1959-Cordy Peterson-In a small town with a small school enrollment, we didn't realize that something really good was happening to us. And weren't we lucky. The never-to-be-duplicated setting of which we all were a part is priceless.
1961-Linda Stratton Renshaw-Excellence was expected, and we excelled. Call it Protestant work ethic, or whatever – we were instilled with a desire to go and do and be. So we went and did and were.
1967-Paul Ducas-There was, for the most part, a consensus of, or a set of morals/values that was consistent throughout the community. We basically got the same messages wherever we went, whether it was church, school, baseball practice, or friends’ houses.
1976-Kim Combes-Our class received a 99% ranking in both the state and the nation on ITED tests all four years of high school.
1963-Pat Teague-Rembrandt was a people town. Small and user-friendly, it accommodated human needs on a human scale.
1967-Rolf Mosbo-from A Portrait of Rembrandt: A local school board rule at that time (in the 1930s) required that female teachers couldn't yet be married, and this would create a social symbiosis in Rembrandt: young, single, educated ladies being introduced into a community with an ample supply of hard-working young farm boys.
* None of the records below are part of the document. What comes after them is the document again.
PR #64, opened 2023-01-16
add CITATION.cff file

rkurchin:
I'm writing a manuscript where I want to reference AtomsBase, so I thought it would be nice to add this to the repository to make it easy for anyone else wanting to do so in the future. We could also consider generating a DOI for the package at some point (maybe when we decide to tag v1.0 or something)...

### DIFF
--- a/CITATION.cff
+++ b/CITATION.cff
@@ -1,0 +1,15 @@
+cff-version: 1.2.0
+message: "If you use this software, please cite it as below."
+authors:
+- family-names: "Herbst"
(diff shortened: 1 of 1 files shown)


rkurchin:
@mfherbst LMK if you think we should add more authors; you and I are definitely the majority by commits/LOC at the moment but I'm not opposed either...

mfherbst:
Sounds fair. The gap is quite large to the next lot of people. I'm also not opposed to adding anyone else at any point in the future.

The results were predictable – a good number of these young women met their life-mates here and settled down on farms to raise their families. In the process, they created a new dynamic in Rembrandt's social fabric. Beyond the number of children that would be brought into this world by this phenomenon, which certainly impacted Rembrandt in the years ahead, it was also the attitudes of the parents toward their community and school system which would have lasting effects. It was like an injection of civility, and over the next several decades, the expectations and standards of behavior for young folks here were elevated in ways not universally seen in other parts of rural America.
Roberta Rath-Jr. High teacher in the 1960s and 70s: I ordered IQ tests for an average rural community – the results showed I had a room full of geniuses. I called the area agency and was told, "…many of the farmers in the Rembrandt area had a college background and many had married teachers who came to teach in Rembrandt. Therefore, the quality of reading material in the homes was varied and plentiful…."
1960-Betty Foval Hoskins-from Rembrandt Remembers: What I have learned is that Rembrandt was settled by like-minded people who took hard work for granted, that they often went off to college and returned to farm, that they were civic-minded, that they were not worried about class, race, or financial distinctions because essentially there were none. I learned from alumni and teachers alike that Rembrandt was a wonderful place to be educated. The Rembrandt we knew represents something all of us have lost to a greater or lesser degree – security in our everyday lives, a strong sense of community, and shared values and beliefs.
Our education included not only what we learned in the classroom but also what we learned through extracurricular activities, particularly sports and music. We learned to be a part of a team, to recognize the worth of all the participants, and to work hard and well together. Many stayed on the family farm preserving the very values we still hold dear, but far more left to become teachers, lawyers, professors, engineers, and professionals in a wide variety of fields.